Semmelweis war auf rein empirischem Wege zu seiner Entdeckung gelangt, das heißt also, durch ständige Beobachtung, durch Sammlung eines überreichen Erfahrungsmaterials, durch intensive Denkarbeit und konsequente Schlußfolgerungen. Er hatte erkannt, daß das Kindbettfieber eine Wundkrankheit sei, daß es durch Infizierung wunder Körperteile mit Leichengift oder mit in Zersetzung begriffenen Stoffen aus lebenden Organismen verursacht werde. Von dieser Erkenntnis aus war er dann zu seinem zweiten großen Resultat gelangt: daß man diese mörderische Krankheit durch Verwendung chemischer Stoffe, durch die von ihm anempfohlenen und in seinem eigenen Arbeitsbereich mit unerbittlicher Strenge durchgeführten Chlorkalkwasser-Waschungen verhindern könne. Daß gewöhnliche Reinlichkeit, daß ein bloßes Waschen mit Wasser und Seife nicht genüge, daß man diesen Feind stärker beschwören müsse. Damit war, mindestens schon im Keime, der moderne Gedanke der Aseptik geboren.

Semmelweis' Entdeckung war ein gewaltiger Sieg, war wirklich eine Großtat im Bereich ärztlicher Wissenschaft. Etwas Endgültiges war sie nicht. In dem ewigen Kampf der Menschheit um die Erweiterung und Vertiefung ihrer Erkenntnisse gibt es nichts Endgültiges, kann auch der Größte nur immer der Schrittmacher für andere sein, die ihm folgen, die dort die Arbeit fortsetzen, wo der andere hat aufhören müssen. Das bedeutet keine Minderung eines Verdienstes. Das Verdienst liegt im Erstmaligen. Und jede Wahrheit wird im Laufe der Entwickelung einmal zu einer Selbstverständlichkeit und wird dann von einer neuen Wahrheit abgelöst.

Semmelweis hatte die Ursachen des Kindbettfiebers richtig erkannt – das war seine Pionierleistung. Ueber die wahre Natur dieser Krankheit war er sich noch nicht im Klaren gewesen. Er hatte noch keine Bakterien gesehen. Dieser Schritt blieb zwei anderen Männern vorbehalten, dem Franzosen Louis Pasteur und dem Engländer Joseph Lister. Von ihnen war nur der Letztgenannte Arzt im eigentlichen Sinne – Pasteur kam aus der Chemie, aber er wurde trotzdem einer der bedeutendsten Wohltäter der leidenden Menschheit und hat die ärztliche Wissenschaft in kaum vorstellbarem Umfang bereichert und befruchtet.
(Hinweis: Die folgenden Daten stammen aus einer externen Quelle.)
PR #1088, opened 2023-10-03
MIT=good, GPLv3=meh, not the other way around

mmkal:
Hi - I came across this project from the oxc readme and it looks interesting. However I noticed that in the feature comparison table, it lists the GPLv3 license as "good" where eslint's and Rome's MIT licenses as "meh". While GPLv3 might protect _this_ project better, there's no way GPLv3 is better from the point of view of someone who is considering using it or modifying it. GPLv3 is much more restrictive and many companies don't even allow usage of GPLv3 licensed software without explicit approval. So, I'm opening this PR to make this less misleading for anyone not familiar with those licenses.

### DIFF
--- a/website/public/index.ejs.html
+++ b/website/public/index.ejs.html
@@ -605,11 +605,11 @@ const language = "JavaScript";
             </tr>
             <tr>
               <th class="hide-in-mobile">license</th>
-              <td class="good quick-lint-js">free<br />GPLv3</td>
-              <td class="meh">open source<br />MIT</td>
-              <td class="meh hide-in-mobile">open source<br />MIT</td>
-              <td class="meh">open source<br />MIT</td>
-              <td class="meh hide-in-mobile">open source<br />MIT</td>
+              <td class="meh quick-lint-js">free<br />GPLv3</td>
+              <td class="good">open source<br />MIT</td>
+              <td class="good hide-in-mobile">open source<br />MIT</td>
+              <td class="good">open source<br />MIT</td>
+              <td class="good hide-in-mobile">open source<br />MIT</td>
             </tr>
             <tr>
               <th class="hide-in-mobile">JSX</th>


mmkal:

mmkal:
This is a good example of what I mean!

strager:
> there's no way GPLv3 is better from the point of view of someone who is considering using it or modifying it.

I think you are mistaken about what GPLv3 and MIT do for users and for contributors.

You are correct that MIT is better than GPLv3 for someone modifying the project **if they have access to the source code**. However, if you do not have access to the source code, then MIT is worse than GPLv3.

For someone using the project, GPLv3 or MIT does not matter short term. However, with GPLv3, you are (basically) guaranteed access to the source code, thus you can fix bugs or add features yourself (or commission someone else to fix bugs or add features). This guarantee does not exist for MIT-licensed software.

> GPLv3 is much more restrictive

Agreed. GPLv3 requires distribution of source code, unlike MIT. This "restriction" makes it easier for users to make modifications in the future.

> many companies don't even allow usage of GPLv3 licensed software without explicit approval.

Can you give an example of a GPLv3 dev tool which required explicit approval from an organization due to the GPLv3 license? I am familiar with these kinds of corporate restrictions for libraries, but not for dev tools.

---

> This is a good example of what I mean!

Are you referring to the CLA? The CLA is unrelated to the choice of GPLv3 or MIT.

The Oxc project requires signing a CLA. [Oxc's CLA](https://cla-assistant.io/web-infra-dev/oxc?pullRequest=628) allows ByteDance to close source your Oxc patches.

quick-lint-js's CLA does not allow me to close source your quick-lint-js patches. See the ["License obligations by Us" section](https://github.com/quick-lint/quick-lint-js/blob/4e36b74137ade4dea4480662e30b45349c4daa73/docs/CLA-v1.md#4-license-obligations-by-us) of the CLA for details.

mmkal:
I'll close this since I made the change because I thought this was an oversight. I still disagree - given the source code is available either way, a more permissive license IMO should be considered better for anyone considering using it.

Pasteur, 1822 zu Dôle in Burgund als Sohn eines Lohgerbers geboren, hatte schon in jungen Jahren, als Dekan der neu gegründeten naturwissenschaftlichen Fakultät in Lille, umfangreiche Forschungen über den alkoholischen Gärungsprozeß durchgeführt und in deren Verlauf feststellen können, daß bei allen Gärungsvorgängen kleinste Lebewesen, Mikroben, beteiligt sind. Es war auch der Einwirkung dieser Mikroben zuzuschreiben, daß etwa die Milch sauer und die Butter ranzig wurde. Bei der Alkoholfabrikation wurden die die Gärung hervorrufenden Lebewesen durch die Hefe künstlich zugeführt, aber wo kamen sie in den anderen Fällen her? Diese Frage stellen bedeutete für einen Mann wie Pasteur, nicht eher locker zu lassen, als bis er sie beantwortet hatte. Mit verbissener Energie setzte er seine Forschungen fort, die schließlich die Gewißheit brachten, daß die Zersetzungskeime nicht etwa aus der Materie selbst entwickelt wurden – im Wege der damals viel erörterten »Urzeugung« –, sondern daß Luft, Wasser, Erde, kurz die ganze Natur von ihnen voll war, daß sie in unvorstellbarer Menge in allen Elementen herumschwirrten und um so zahlreicher, konnte man beinahe sagen, je näher Luft und Wasser usw. dem Menschen kamen.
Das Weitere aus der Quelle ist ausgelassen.